OHIO, USA — Ohio Senator Rob Portman issued a statement on Saturday on the vacancy in the Supreme Court that has opened up after the death of Justice Ruth Bader Ginsburg on Friday night.
Ginsburg's death and the subsequent vacancy comes less than 50 days before the presidential election on November 3. President Trump says he will be putting forth a nominee in the coming days.
Portman says in the statement that if Senate Majority Leader Mitch McConnell holds a vote on a nominee he intends to “fulfill my role as a U.S. Senator and judge that nominee based on his or her merits.”
Portman goes on to explain his position, which many pundits are saying seems to contrast statements he made in 2016 when then-President Barack Obama nominated Merrick Garland for the Supreme Court after the death of Justice Antonin Scalia months before that year’s presidential election.
He says, “Since the 1880s, no Senate has confirmed an opposing-party president’s Supreme Court nominee in a presidential election year. In contrast, when the presidency and the Senate are controlled by the same party, the precedent is for the president’s nominees to get confirmed.”
In 2016, in an opinion piece he wrote for the Cincinnati Enquirer Portman referenced Joe Biden’s words from when Biden was chairman of the Senate Judiciary Committee in 1992 to argue that, “it would be better to allow the confirmation to take place in a less partisan atmosphere once the people have spoken by factoring in this important issue as part of our presidential vote."
In 1992 Biden stated, “it would be our pragmatic conclusion that once the political season is underway, and it is, action on a Supreme Court nomination must be put off until after the election campaign is over,” citing concerns doing otherwise would jeopardize the institution of the Supreme Court.
Here is Rob Portman’s complete statement from Saturday:
“In the more than two dozen vacancies on the U.S. Supreme Court during a presidential election year in our nation’s history, the sitting president made a nomination in every single case. Leader McConnell has said that he will hold a vote on any nominee President Trump sends to the Senate, and I intend to fulfill my role as a U.S. Senator and judge that nominee based on his or her merits. The president was elected in 2016, in part, based on a commitment to nominate men and women to the judiciary who would fairly and impartially apply the law and protect the rights guaranteed by the Constitution, not advance public policy goals by legislating from the bench. Likewise, in both 2016 and 2018, the American people have re-elected a Republican Senate majority to help President Trump fulfill that commitment.

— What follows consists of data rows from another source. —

PR #4633, opened 2026-08-12
chore(docs): remove obsolete TODO and placeholder comments

thetaPC:
Issue URL: N/A

Five commented-out notes are scattered through the docs, left as reminders to come back and write something later. Two are section stubs in `datetime-button.md`, one is a block in `item.md` describing a CSS variable, one asks whether the CLI help section needs a screenshot, and two are placeholders where a table of contents used to be generated inline.

All five have been overtaken by changes elsewhere, so none of them describe work that still needs doing.

## What is the new behavior?

Removes the five notes from the current docs and their v7 copies. These are MDX comments, so nothing changes in the rendered pages.

Each was checked against its current replacement before removal:

- `item.md` described enabling the detail arrow on `md` items with `--item-detail-push-show`. That variable no longer exists in the framework. The `detail` property does this now, and the prose directly above the comment already documents it.
- `datetime-button.md` had empty `Customization`, `Buttons`, and `Theming` stubs. The component exposes one CSS shadow part and no custom properties, both already listed by the auto-generated tables on the page.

“In 2016, when the vacancy occurred following the death of Justice Antonin Scalia, I said ‘the president has every right to nominate a Supreme Court justice … But the founders also gave the Senate the exclusive right to decide whether to move forward on that nominee.’ Since the 1880s, no Senate has confirmed an opposing-party president’s Supreme Court nominee in a presidential election year. In contrast, when the presidency and the Senate are controlled by the same party, the precedent is for the president’s nominees to get confirmed. In the 19 occasions that a vacancy has occurred when the President and the Senate are of the same party, the Senate has confirmed the nominee and filled the seat in every instance but one. I look forward to seeing who President Trump plans to nominate and thoroughly assessing his or her qualifications for this important role.”